Imagine you are sitting in Pelican Bay State Prison, the 275-acre super max prison in Del Norte County, California on pot distribution charges. You’ve been locked up for 10 years with another 10 years still to go, doing hard time in a prison filled with murderers, rapists and sociopaths. And just a few miles away from your prison cell, people are buying pot legally at a store, the store owner is making a profit on the pot those people are buying, and the state is collecting taxes on the pot being sold to them. You can almost see the store from your tiny prison window. And when the wind is strong enough you can smell the pungent aroma of marijuana from some guy with a legal spliff walking by outside the prison’s razor wire fence.
You’d probably be a little miffed. And rightfully so.
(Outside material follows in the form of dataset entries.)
PR #5866, opened 2019-11-14
Fix Jekyll plugin ordering

benesch:
The FlavorSelector plugin needs to run before the JekyllVersions plugin.
We were getting lucky previously with the right order, but For some
reason enabling the sitemap plugin caused us to get unlucky.

Use more granular plugin priorities to enforce exactly the right
ordering.


jseldess:
Thank you, @benesch! LGTM!

Issue #5889, opened 2019-11-19
CC: Client-side load balancing not required


Amruta-Ranade:
Based on https://support.cockroachlabs.com/access/unauthenticated?return_to=https%3A%2F%2Fcockroachdb.zendesk.com%2Fagent%2Ftickets%2F4106

Amruta-Ranade:
Addressed in https://github.com/cockroachdb/docs/pull/5894

PR #5894, opened 2019-11-20
CC: Added FAQ for load balancers

Amruta-Ranade:
Addresses #5889


mattcrdb:
I think it's worth mentioning that the management console will generate a different connection url for a different selected region. Other than that lgtm. 👍

Amruta-Ranade:
> I think it's worth mentioning that the management console will generate a different connection url for a different selected region. Other than that lgtm. 👍

Oh, right. Fixed. TFTR!

PR #5899, opened 2019-11-20
Add note about property print.key flag

### LINKED ISSUE #5861: Edit CDC examples
https://www.cockroachlabs.com/docs/stable/change-data-capture#create-a-changefeed-connected-to-kafka

Tim V: i'd like to create a standard java library that easily converts CDC responses into java objects.  This is generally pretty simple and common stuff.  the problem i'm having is that our basic json message doesn't seem to me to be proper JSON and thus, makes this much more complex to deal with.  for example we emit something like [1] {"after": {"id": 1, "name": "Petee"}} but standard parsers treat this string as invalid because it starts with [1] instead of the traditional { to start a json object.  furthermore after is both a key and value here which makes things difficult.  what about a format that looks more like this {"keys": [1], "value": {"type":"after","content":{"id": 1, "name": "Petee"}}}

Our usage examples have `property print.key=true`, which prints both the key and value, which are separate fields. If you remove that flag, the changefeed will only print the value.

Dan says he'd be okay with simply removing the `--property print.key=true` from our examples and updating the output to match 

Roland: note that examples of deletes get really confusing if you omit keys

lnhsingh:
Closes #5861.

### DIFF
--- a/v20.1/change-data-capture.md
+++ b/v20.1/change-data-capture.md
@@ -213,7 +213,7 @@ Changefeed progress is exposed as a high-water timestamp that advances as the ch
     ~~~
             job_id       |  job_type  |                              description                               | ... |      high_water_timestamp      | error | coordinator_id
     +--------------------+------------+------------------------------------------------------------------------+ ... +--------------------------------+-------+----------------+
-      383870400694353921 | CHANGEFEED | CREATE CHANGEFEED FOR TABLE office_dogs2 INTO 'kafka://localhost:9092' | ... | 1537279405671006870.0000000000 |       |              1
+      383870400694353921 | CHANGEFEED | CREATE CHANGEFEED FOR TABLE office_dogs INTO 'kafka://localhost:9092' | ... | 1537279405671006870.0000000000 |       |              1
     (1 row)
     ~~~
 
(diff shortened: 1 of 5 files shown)


lnhsingh:
Change viewable under this section of the examples: http://cockroach-docs-review.s3-website-us-east-1.amazonaws.com/91768503653c05f613311aafd86a5cf1ce68aae0/v20.1/change-data-capture.html#create-a-changefeed-connected-to-kafka

danhhz:
My takeaway from tim's confusion was that we shouldn't be printing the key (though I like the idea of a callout to point out that you can). The examples still feel pretty clear to me without the keys. @rolandcrosby what are your thoughts here?

lnhsingh:
Ok, in that case, I can swap the examples to not print the key and change the note to say "you can use print.key". I'll wait for @rolandcrosby 's feedback

lnhsingh:
@danhhz or @rolandcrosby -- can i get a LGTM from one of you if it LGTY?

danhhz:
I'm still not convinced that it's better to include the keys in most examples, I would have done something else for deletes. However, I don't think it makes a big enough difference either way that it's worth hashing it out and potentially rewriting this PR. So, I'm going to disagree and commit here, but I'll still defer to roland to give the LGTM

lnhsingh:
@danhhz reworked it since the examples don't show a delete anyway and this is a little more streamline from a docs perspective (only one note include across both json/avro examples)

v20.1/change-data-capture.md
```diff
@@ -540,17 +541,18 @@ In this example, you'll set up a changefeed for a single-node cluster that is co
...
     --bootstrap-server=localhost:9092 \
-    --property print.key=true \
     --from-beginning \
     --topic=office_dogs
     ~~~
 
     ~~~ shell
-    {"id":{"long":1}}	{"after":{"office_dogs":{"id":{"long":1},"name":{"string":"Petee"}}}}
-    {"id":{"long":2}}	{"after":{"office_dogs":{"id":{"long":2},"name":{"string":"Carl"}}}}
+    {"after":{"office_dogs2":{"id":{"long":1},"name":{"string":"Petee H"}}}}
```
danhhz: Where's this office_dogs2 coming from? I see a CREATE CHANGEFEED FOR office_dogs2, but I don't see where we create that table

lnhsingh: Good catch - that's a typo from me running a second changefeed. It should be `office_dogs` still.

PR #5939, opened 2019-11-26
Update drop-index.md

dbist:


dbist:
based on the (following)[https://github.com/cockroachdb/cockroach/pull/42413], `CASCADE` is not required.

Andrew, a happy-go-lucky friend of mine from high school, was arrested at age 18 in Louisiana for selling a pound of dirt weed pot. This was back in the 1970s. Back when authorities put pot smoking on the same level as raping babies. I remember walking to a concert arena with a bunch of other young people with long hair and bell-bottomed jeans back then, joints hidden away, and as we passed groups of amped-up cops, they angrily glared at us. One cop kept smacking his billy club into his open palm, muttering, “Gonna get some tonight.” I’m sure blood was spilled at some point that night.
Andrew was a small guy with blonde hair. Couldn’t have weighed more than 130 pounds. He looked kind of like Dennis the Menace. And acted like him. Always smiling and laughing. Always involved in some mischief. If you went to a party or a barbecue, you hoped Andrew would be there. He was that kind of live wire.
For selling a pound of dirt weed—low-grade, home-grown marijuana, as much seeds and stems as leaf—to an undercover cop, Andrew got five years. Which was bad, but what was worse was that he was sent to Angola State Penitentiary.
Forget Leavenworth or Sing Sing or any of those other prisons hyped as being the baddest of the bad in movies. Angola was, and still is, hell on earth. Angola, officially the Louisiana State Penitentiary and also known as “The Farm,” is the largest maximum security prison in the United States. If you’ve ever seen a picture of a chain gang or of a guard sitting on a horse while pointing a shotgun at convicts in a field, it was probably taken at Angola.
The prison is called Angola because that was the name of the former plantation it was built on, and the plantation was named for the African country where many of the slaves brought to America came from. So it’s a prison whose roots are steeped in inhumanity and misery.
A former inmate who wrote a memoir of his time in Angola said that throughout the 1960s and 1970s a quarter of the inmate population was enslaved to other inmates. The New York Times reported that weak inmates served as sex slaves who were raped, gang-raped and traded and sold like cattle.
When they went to rape Andrew, he fought back. But he was no match for them. There were too many of them. They were too big. But because he resisted, they broke both his arms, compound fractures where the bones ripped through the skin.
Andrew was never the same after he got out of Angola, the thick white scars crisscrossing his arms a constant reminder of the hell he had lived through for selling a pound of weeds. The few times I saw him I felt like he was both angry and ashamed, angry that he had been sent to prison, ashamed at how other men had abused him.
Andrew stopped smiling and laughing. He didn’t go to parties or barbecues. He was no longer a live wire, no longer full of mischief. He stayed inside his house most of the time. He drank a lot. He drank so much that eventually it killed him.
When you go to The Grove or any other legal marijuana dispensary, the person who waits on you is called the “bud-tender.”
Isn’t that cute?
I don’t think Andrew would have thought so.